Remembered for Pride Jubilee - the 50th Anniversary of LGBT+ Pride

 

For the last three years, Metanoia Institute has taken part in the London Lesbian, Gay, Bisexual, Transgender and Queer (LGBTQ) Pride March. As the organiser of this group, I knew we were taking part to demonstrate our support for LGBTQ+ counsellors, psychotherapists and, most importantly, clients, but I was less aware of the significant role that the late Petrūska Clarkson, Sue Fish and Dr Brian Dobson, founders of Metanoia Psychotherapy Training Institute had played in LGBTQ History.

Metanoia Psychotherapy Training Institute was founded in London on 4th May 1984 as a humanistic psychotherapy and counselling school. The term “metanoia” means transformation, in this context of someone’s life through therapy. However, the arrival of Metanoia (written originally without a capital letter) in the world of psychotherapy training provision was also something of a transformation. Metanoia regarded itself as the major alternative to the psychoanalytic counselling and psychotherapy training: the dominant approach in the 1980s. At that time, it was still commonplace for people who identified as lesbian, gay or bisexual to be refused admission to psychoanalytic training programmes. [1] metanoia specialised in integrating psychotherapeutic approaches, and teaching humanistic theories, with respected courses in Gestalt, Transactional Analysis and Person-Centred therapy, and courses for “lay-people” on topics such as sexuality through an “Education for Living Programme”. [2]

 

 

The three founders were themselves all of diverse sexualities, with Petrūska Clarkson and Sue Fish being partners for 15 years. There are no Wikipedia pages or extensive internet documentation about the lives of these three individuals, so I am using this space to share information gathered from scrapbooks, obituaries, journal articles, and conversations with those who knew them, to keep the memory of their significant contributions as LGBTQ historical figures alive in this digital age.

 

 

Dr Petrūska Clarkson (1947-2006)

 

 

  

Petrūska Clarkson is the most well known of the three founders, having written extensively about Integrative, Transactional analysis and Gestalt psychotherapy, and, perhaps most famously, the “five modalities of the therapeutic relationship” [3] which is used as a framework for many Integrative psychotherapy training programmes today.
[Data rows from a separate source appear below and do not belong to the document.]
PR #37, opened 2018-02-22
include sent time variable for the setPrice funciton

mjspain12:


mjspain12:
Wrong target repository.

PR #43, opened 2018-02-26
Sigp report revisions

mjspain12:


contracts/EtherNomin.sol
```diff
@@ -657,7 +657,7 @@ contract EtherNomin is ERC20FeeToken {
 
     event LiquidationExtended(uint extension);
 
-    event PoolFeeRateUpdated(uint newFeeRate);
+    event poolFeeRateUpdated(uint newFeeRate);
```
DominicRomanowski: Please change this back to uppercase

contracts/HavvenEscrow.sol
```diff
@@ -283,6 +284,7 @@ contract HavvenEscrow is Owned, SafeDecimalMath {
 
         vestingSchedules[account].push([time, quantity]);
         totalVestedBalance = safeAdd(totalVestedBalance, quantity);
+        require(totalVestedBalance <= havven.balanceOf(this));
```
DominicRomanowski: move this to the top of the function (under the other two requires)

PR #67, opened 2018-05-28
Fix rounding error

blargity:
Made the changes to avoid rounding errors, so that users always get what they request exactly.

- Transfer of 5 = deduct exactly 5 from my account, then recipient gets 5 - fee
- Transfer (sender pays) = deduct 5 + fee from my account, then recipient gets exactly 5.

### DIFF
--- a/contracts/ExternStateFeeToken.sol
+++ b/contracts/ExternStateFeeToken.sol
@@ -237,8 +237,7 @@ contract ExternStateFeeToken is Proxyable, SafeDecimalMath {
     {
         require(to != address(0));
 
-        // The fee is deducted from the amount sent
-        uint fee = transferFeeIncurred(value);
+        uint fee = safeSub(value, priceToSpend(value));
         uint amountReceived = safeSub(value, fee);
 
         return _internalTransfer(sender, to, amountReceived, fee);
@@ -254,7 +253,7 @@ contract ExternStateFeeToken is Proxyable, SafeDecimalMath {
         require(to != address(0));
 
         // The fee is deducted from the amount sent
-        uint fee = transferFeeIncurred(value);
+        uint fee = safeSub(value, priceToSpend(value));
         uint amountReceived = safeSub(value, fee);
 
         // Reduce the allowance by the amount we're transferring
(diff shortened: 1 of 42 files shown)


contracts/ExternStateFeeToken.sol
```diff
@@ -209,30 +209,40 @@ contract ExternStateFeeToken is Proxyable, SafeDecimalMath {
...
+    /**
+     * @notice ERC20 friendly transfer function.
+     */
+    function _transfer_byProxy(address sender, address to, uint value)
+        internal
+        returns (bool)
+    {
+        require(to != address(0));
+
+        uint fee = safeSub(value, priceToSpend(value));
```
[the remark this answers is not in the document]
zyzek: Also, we have
```
fee = value - priceToSpend(value)
amountReceived = value - fee
```
Substituting the first into the second, I think we can instead do:
```
uint amountReceived = priceToSpend(value)
uint fee = safeSub(value, fee);
```
Which I find a bit clearer. It also saves us a single `safeSub`, although I suppose this is a bit of a micro-optimisation.
Unless there's a case where `priceToSpend(value) > value`, the two should be equivalent, but that looks mathematically impossible to me.

contracts/ExternStateFeeToken.sol
```diff
@@ -242,21 +252,48 @@ contract ExternStateFeeToken is Proxyable, SafeDecimalMath {
     {
         require(to != address(0));
 
-        // The fee is deducted from the sender's balance, in addition to
-        // the transferred quantity.
+        // The fee is deducted from the amount sent
+        uint fee = safeSub(value, priceToSpend(value));
```
zyzek: See above comments in `_transfer_byProxy`.

contracts/ExternStateFeeToken.sol
```diff
@@ -209,54 +210,85 @@ contract ExternStateFeeToken is Proxyable, SafeDecimalMath {
...
 
+    /**
+     * @notice ERC20 friendly transfer function.
+     */
+    function _transfer_byProxy(address sender, address to, uint value)
+        internal
+        returns (bool)
+    {
+        uint amountReceived = priceToSpend(value);
+        uint fee = safeSub(value, fee);
```
intmainvoid: Pretty sure this should be
```
uint fee = safeSub(value, amountReceived)
```

PR #68, opened 2018-05-30
Feature/issuance controller

blargity:
Adds:
 - Pausable: An interface other contracts can inherit from to receive a paused state, and the ability to be toggled by the owner. Includes a modifier to make it easy to check in the child contract.
 - Issuance Controller: Holds an amount of nUSD and HAV. Users are able to exchange ETH for nUSD and nUSD for HAV at fixed exchange rates which will be pushed into the contract by our existing oracle setup.


contracts/IssuanceController.sol
```diff
@@ -0,0 +1,306 @@
...
+date:       2018-05-20
+
+checked:    
+approved:   
+
+-----------------------------------------------------------------
+MODULE DESCRIPTION
+-----------------------------------------------------------------
+
+Issuance controler contract. The issuance controller provides
```
zyzek: `controler` -> `controller`

contracts/IssuanceController.sol
```diff
@@ -0,0 +1,306 @@
...
+FILE INFORMATION
+-----------------------------------------------------------------
+
+file:       IssuanceController.sol
+version:    0.1
+author:     Kevin Brown
+
+date:       2018-05-20
+
+checked:
```
zyzek: I think we can removed this checked/approved stuff until we have an actual formal procedure for it.

contracts/IssuanceController.sol
```diff
@@ -0,0 +1,306 @@
...
+checked:    
+approved:   
+
+-----------------------------------------------------------------
+MODULE DESCRIPTION
+-----------------------------------------------------------------
+
+Issuance controler contract. The issuance controller provides
+a way for users to acquire Nomins (Nomin.sol) by paying ETH
+and a way for users to acquire Havens (Havven.sol) by paying
```
zyzek: `Havens` -> `havvens`, `Nomins` -> `nomins`

contracts/IssuanceController.sol
```diff
@@ -0,0 +1,306 @@
...
+contract IssuanceController is SafeDecimalMath, SelfDestructible, Pausable {
+
+    /* ========== STATE VARIABLES ========== */
+    Havven public havven;
+    Nomin public nomin;
+
+    // Address where the ether raised is transfered to
+    address public fundsWallet;
+
+    /* The address of the oracle which pushes the havven price to this contract */
```
zyzek: The oracle pushes both havven and ether prices.

contracts/IssuanceController.sol
```diff
@@ -0,0 +1,306 @@
...
+    uint public priceStalePeriod = 3 hours;
+
+    /* The time the prices were last updated */
+    uint public lastPriceUpdateTime;
+    /* The USD price of havvens written in UNIT */
+    uint public usdToHavPrice;
+    /* The USD price of ETH written in UNIT */
+    uint public usdToEthPrice;
+    
+    uint public conversionFee;
```
zyzek: `conversionFee` seems to be unused. Do we not want a conversion fee?

contracts/IssuanceController.sol
```diff
@@ -0,0 +1,306 @@
...
+        payable
+    {
+        exchangeForNomins();
+    } 
+
+    
+    /**
+     * @notice Exchange ETH to nUSD.
+     */
+    function exchangeForNomins()
```
zyzek: This may be worth renaming to `exchangeEtherForNomins` or something to make the trading pair clearer in the interface.

contracts/IssuanceController.sol
```diff
@@ -0,0 +1,306 @@
...
+        priceStalePeriod = _time;
+    }
+
+    /* ========== MUTATIVE FUNCTIONS ========== */
+    /**
+     * @notice Access point for the oracle to update the prices of havvens / eth.
+     */
+    function updatePrices(uint newEthPrice, uint newHavvenPrice, uint timeSent)
+        external
+        onlyOracle  /* Should be callable only by the oracle. */
```
zyzek: Comment seems redundant.

contracts/IssuanceController.sol
```diff
@@ -0,0 +1,306 @@
...
+    } 
+
+    
+    /**
+     * @notice Exchange ETH to nUSD.
+     */
+    function exchangeForNomins()
+        public 
+        payable
+        pricesNotStale // We can only do this when the prices haven't gone stale
```
zyzek: The comments on `pricesNotStale` and `notPaused` seem redundant.

contracts/IssuanceController.sol
```diff
@@ -0,0 +1,306 @@
...
+        notPaused // And if the contract is paused we can't do this action either
+        returns (uint) // Returns the number of Nomins (nUSD) received
+    {
+        // How many Nomins are available for us to sell?
+        uint availableNomins = nomin.balanceOf(this);
+        uint requestedToPurchase = safeMul_dec(msg.value, usdToEthPrice);
```
zyzek: Do you think it's worth pointing out that this `safeMul_dec` works only because we chose 18 decimal places?

contracts/IssuanceController.sol
```diff
@@ -0,0 +1,306 @@
...
+
+        return requestedToPurchase;
+    }
+
+    /**
+     * @notice Exchange nUSD for Havvens
+     */
+    function exchangeForHavvens(uint amount)
+        external
+        pricesNotStale // We can only do this when the prices haven't gone stale
```
zyzek: Same as above in re the modifier comments.

contracts/IssuanceController.sol
```diff
@@ -0,0 +1,306 @@
...
+        // just watch ERC20 events from the Nomin contract filtered to our
+        // address.
+
+        return requestedToPurchase;
+    }
+
+    /**
+     * @notice Exchange nUSD for Havvens
+     */
+    function exchangeForHavvens(uint amount)
```
zyzek: Consider renaming this to something like `exchangeNominsForHavvens` or similar for clarity on the exchange pair being traded.

contracts/IssuanceController.sol
```diff
@@ -0,0 +1,306 @@
...
+        pricesNotStale // We can only do this when the prices haven't gone stale
+        notPaused // And if the contract is paused we can't do this action either
+        returns (uint) // Returns the number of Havvens (HAV) received
+    {
+        // Does the sender have enough nUSD to request this exchange?
+        require(amount <= nomin.balanceOf(msg.sender));
+
+        // How many Havvens are they going to be receiving?
+        // Calculate the amount of Nomins we will receive after the transfer (minus fees)
+        uint amountReceived = safeDiv(nomin.amountReceived(amount), usdToHavPrice);
```
zyzek: Should this not be a safeDiv_dec?

contracts/Pausable.sol
```diff
@@ -0,0 +1,83 @@
...
+FILE INFORMATION
+-----------------------------------------------------------------
+
+file:       Pausable.sol
+version:    1.0
+author:     Kevin Brown
+
+date:       2018-05-22
+
+checked:
```
zyzek: No need for these checked and approved things.

contracts/Pausable.sol
```diff
@@ -0,0 +1,83 @@
...
+
+    /**
+     * @dev Constructor
+     * @param _owner The account which controls this contract.
+     */
+    constructor(address _owner)
+        Owned(_owner)
+        public
+    {
+        paused = false;
```
zyzek: These zero initialisations are unnecessary

contracts/IssuanceController.sol
```diff
@@ -0,0 +1,306 @@
...
+    uint constant ORACLE_FUTURE_LIMIT = 10 minutes;
+
+    /* How long will the contract assume the price of any asset is correct */
+    uint public priceStalePeriod = 3 hours;
+
+    /* The time the prices were last updated */
+    uint public lastPriceUpdateTime;
+    /* The USD price of havvens written in UNIT */
+    uint public usdToHavPrice;
+    /* The USD price of ETH written in UNIT */
```
DominicRomanowski: Should be denominated, rather than written

DominicRomanowski:
I feel it would be worth adding a function to send nomins/havvens from the contract address itself, in case accidents occur...

contracts/IssuanceController.sol
blargity: Pretty sure we don't and this is reptilian DNA of when we thought there was an additional fee. I'll remove it.

contracts/IssuanceController.sol
blargity: Yup, adding.

tests/test_Pausable.py
```diff
@@ -0,0 +1,114 @@
...
+    def test_setPauseToggles(self):
+        initialPausedState = self.pausable.paused()
+        self.pausable.setPaused(self.contractOwner, not initialPausedState)
+        currentlyPausedState = self.pausable.paused()
+        self.assertEqual(not initialPausedState, currentlyPausedState)
+    
+    def test_setPauseIgnoresSame(self):
+        initialPausedState = self.pausable.paused()
+        initialLastPauseTime = self.pausable.lastPauseTime()
+        self.pausable.setPaused(self.contractOwner, initialPausedState)
```
zyzek: It would also be possible to check that the pause event was not emitted by checking if the logs list in the transaction is empty.

tests/test_Pausable.py
```diff
@@ -0,0 +1,114 @@
...
+    def test_setPauseUpdatesTime(self):
+        self.pausable.setPaused(self.contractOwner, True)
+        initialLastPauseTime = self.pausable.lastPauseTime()
+        sleep(1) # Wait one second so the lastPauseTime is different to now
+        self.pausable.setPaused(self.contractOwner, False)
+        afterFalseLastPausedTime = self.pausable.lastPauseTime()
+        self.assertEqual(initialLastPauseTime, afterFalseLastPausedTime)
+        self.pausable.setPaused(self.contractOwner, True)
+        finalLastPausedTime = self.pausable.lastPauseTime()
+        self.assertNotEqual(finalLastPausedTime, afterFalseLastPausedTime)
```
zyzek: Could check that the time was actually set to the correct value by also asserting that `finalLastPausedTime` is equal to `block_time(tx.blockNumber)`, where `tx` is the return value of `self.pausable.setPaused`, and `block_time` exists in one of the `utils` libraries.

tests/test_Pausable.py
```diff
@@ -0,0 +1,114 @@
...
+    def test_notPausedModifier(self):
+        originalValue = self.pausable.getSomeValue()
+        newValue = originalValue + 123
+        self.pausable.setSomeValue(self.contractOwner, newValue)
+        updatedValue = self.pausable.getSomeValue()
+        self.assertEqual(newValue, updatedValue)
+        self.pausable.setPaused(self.contractOwner, True)
+        self.assertReverts(self.pausable.setSomeValue, self.contractOwner, originalValue)
+        updatedValue = self.pausable.getSomeValue()
+        self.assertNotEqual(originalValue, updatedValue)
```
zyzek: Could also check that unpausing allows the function to work again afterwards.

contracts/IssuanceController.sol
```diff
@@ -0,0 +1,334 @@
...
+    }
+
+    /**
+     * @notice Set the stale period on the updated price variables
+     */
+    function setPriceStalePeriod(uint _time)
+        external
+        onlyOwner 
+    {
+        priceStalePeriod = _time;
```
zyzek: No `PriceStalePeriodUpdated` event?

zyzek:
I wonder if it's worth also adding a couple of getters for querying the havven and nomin balance of the contract to save people messing around with multiple ABIs in order to get this information.

tests/test_IssuanceController.py
```diff
@@ -0,0 +1,380 @@
...
+        cls.issuanceControllerEventDict = cls.event_maps['IssuanceController']
+
+    def test_constructor(self):
+        self.assertEqual(self.issuanceController.owner(), self.contractOwner)
+        self.assertEqual(self.issuanceController.fundsWallet(), self.fundsWallet)
+        self.assertEqual(self.issuanceController.oracle(), self.oracleAddress)
+        self.assertEqual(self.issuanceController.usdToEthPrice(), self.usdToEthPrice)
+        self.assertEqual(self.issuanceController.usdToHavPrice(), self.usdToHavPrice)
+        self.assertEqual(self.issuanceController.havven(), self.havven_contract.address)
+        self.assertEqual(self.issuanceController.nomin(), self.nomin_contract.address)
```
zyzek: Missing checks in `test_constructor` that the stale period and `lastUpdateTime` are initialised reasonably.

tests/test_IssuanceController.py
```diff
@@ -0,0 +1,432 @@
...
+    def test_updatePrices(self):
+        newEthPrice = self.usdToEthPrice + 100
+        newHavPrice = self.usdToHavPrice + 100
+        timeSent = block_time()
+        self.issuanceController.updatePrices(self.oracleAddress, newEthPrice, newHavPrice, timeSent)
+        self.assertEqual(self.issuanceController.usdToEthPrice(), newEthPrice)
+        self.assertEqual(self.issuanceController.usdToHavPrice(), newHavPrice)
+        self.assertEqual(self.issuanceController.lastPriceUpdateTime(), timeSent)
+
+    def test_updatePricesTooEarly(self):
```
zyzek: This test might be slightly more robust if it sent a price update before the reverted attempt, instead of relying on the test setup to do it.

tests/test_IssuanceController.py
```diff
@@ -0,0 +1,432 @@
...
+        timeSent = block_time() - 120
+        self.assertReverts(self.issuanceController.updatePrices, self.oracleAddress, self.usdToEthPrice, self.usdToHavPrice, timeSent)
+
+    def test_updatePricesTooLate(self):
+        ORACLE_FUTURE_LIMIT = 10 * 60
+        timeSent = block_time() + ORACLE_FUTURE_LIMIT + 60
```
zyzek: This should really be measured against `lastPriceUpdateTime`, rather than the block time. 
I might also be inclined to add a public getter for `ORACLE_FUTURE_LIMIT` to a `TestableIssuanceController`, and then use the timeSent as one second further than that, which eliminates a bit of the slack here.

tests/test_IssuanceController.py
```diff
@@ -0,0 +1,432 @@
...
+    def test_cannotTransferIfPriceStale(self):
+        amount = 10 * UNIT
+        nominsBalance = (amount * self.usdToEthPrice) // UNIT
+        base = self.nomin.amountReceived(nominsBalance)
+        self.issuanceController.setPriceStalePeriod(self.contractOwner, 1)
+        timeSent = block_time()
+        self.issuanceController.updatePrices(self.oracleAddress, self.usdToEthPrice, self.usdToHavPrice, timeSent)
+        exchanger = self.participantAddresses[0]
+        startingFundsWalletEthBalance = get_eth_balance(self.fundsWallet)
+        sleep(2) # Wait so the lastPriceUpdateTime is different to now
```
zyzek: Use the `fast_forward` function in utils instead of sleeping, which slows down the tests.

tests/test_IssuanceController.py
```diff
@@ -0,0 +1,432 @@
...
+        self.issuanceController.setPaused(self.contractOwner, True)
+        exchanger = self.participantAddresses[0]
+        startingFundsWalletEthBalance = get_eth_balance(self.fundsWallet)
+
+        # Set up the contract so it contains some nomins for folks to convert Ether for
+        self.nomin.giveNomins(MASTER, self.issuanceControllerContract.address, nominsBalance)
+        self.assertEqual(self.nomin.balanceOf(self.issuanceControllerContract.address), nominsBalance)
+
+        # Attmpt transfer
+        self.assertReverts(self.issuanceController.exchangeEtherForNomins, exchanger, amount)
```
zyzek: This should also test that the `exchangeNominsForHavvens` function doesn't operate when paused.

tests/test_IssuanceController.py
```diff
@@ -0,0 +1,432 @@
...
+        feesToPayInNomins = nominsToSend - baseToSend
+        exchanger = self.participantAddresses[0]
+        startingFundsWalletEthBalance = get_eth_balance(self.fundsWallet)
+
+        # Set up the contract so it contains some nomins for folks to convert Ether for
+        self.nomin.giveNomins(MASTER, self.issuanceControllerContract.address, nominsBalance)
+        self.assertEqual(self.nomin.balanceOf(self.issuanceControllerContract.address), nominsBalance)
+
+        # Transfer the amount to the receiver
+        txr = self.issuanceController.exchangeEtherForNomins(exchanger, ethToSend)
```
zyzek: Looks like the actual return value (the number of nomins received) of this function call isn't being checked. It should be equal to `baseToSend`.

tests/test_IssuanceController.py
```diff
@@ -0,0 +1,432 @@
...
+        # Ensure the result of the transfer is correct.
+        endingFundsWalletEthBalance = get_eth_balance(self.fundsWallet)
+        self.assertEqual(self.nomin.balanceOf(self.issuanceControllerContract.address), nominsBalance)
+        self.assertEqual(self.nomin.balanceOf(exchanger), 0)
+        self.assertEqual(self.nomin.feePool(), 0)
+        self.assertEqual(startingFundsWalletEthBalance, endingFundsWalletEthBalance)
+
+    # Withdraw havvens tests
+
+    def test_withdrawHavvens(self):
```
zyzek: Maybe worth testing that the transaction reverts if the user attempts to withdraw too many havvens (rather than just failing silently). Also partial withdrawals.

And the same thing for `test_withdrawNomins`.

tests/test_Pausable.py
blargity: Done!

Petrūska was born in South Africa, and from an early age she had a dream of being able to “find a way to cut out the part of the brain that makes people cruel or sad”. [4] She worked as a psychotherapist and psychologist, and became the first accredited Transactional Analysis teacher in South Africa.

She moved to the UK in 1977 with her partner, Sue Fish. In 1979, she worked as a group work consultant / group therapist for the London Borough of Hounslow and worked in private practice as a therapist and trainer, including running therapy groups from their flat in Queensway, and then Ealing. Together they worked on projects for social change, including on issues such as race in South Africa, survivors of Hiroshima and providing bursaries and reduced fees for psychotherapy.

Petrūska then worked with her partner, Sue Fish, and friend, Brian Dobson, to set up Metanoia, as the driving inspiration to create an environment where change was possible.

  

 

Petrūska was an inspirational trainer, supervisor, therapist and writer during her time at Metanoia, until her personal relationship ended with Sue Fish in 1991, and then Metanoia Psychotherapy Training Institute was sold to the Artemis Trust in 1993, before becoming independently run, as Metanoia Institute.

Petrūska wrote about 150 articles and chapters in her lifetime, and 15 books, many on Transactional Analysis, Gestalt, and Integrative Psychotherapy. Stephanie Holland, facilities manager at Metanoia Institute, described memories of arriving at work at 13 North Common Road when Petrūska was living there, with the sound of opera drifting down the road. Petrūska would have already been up for hours writing.

Petrūska was also involved in many professional bodies, including being one of the original members of the Rugby Conference, which later became UKCP, a fellow of the British Psychological Society (BPS), and the chairperson of the then BAC’s Personal, Sexual, Family and Marital Division. Creating high standards for this emerging profession was important to her and she campaigned passionately for professional regulation within the field of psychotherapy.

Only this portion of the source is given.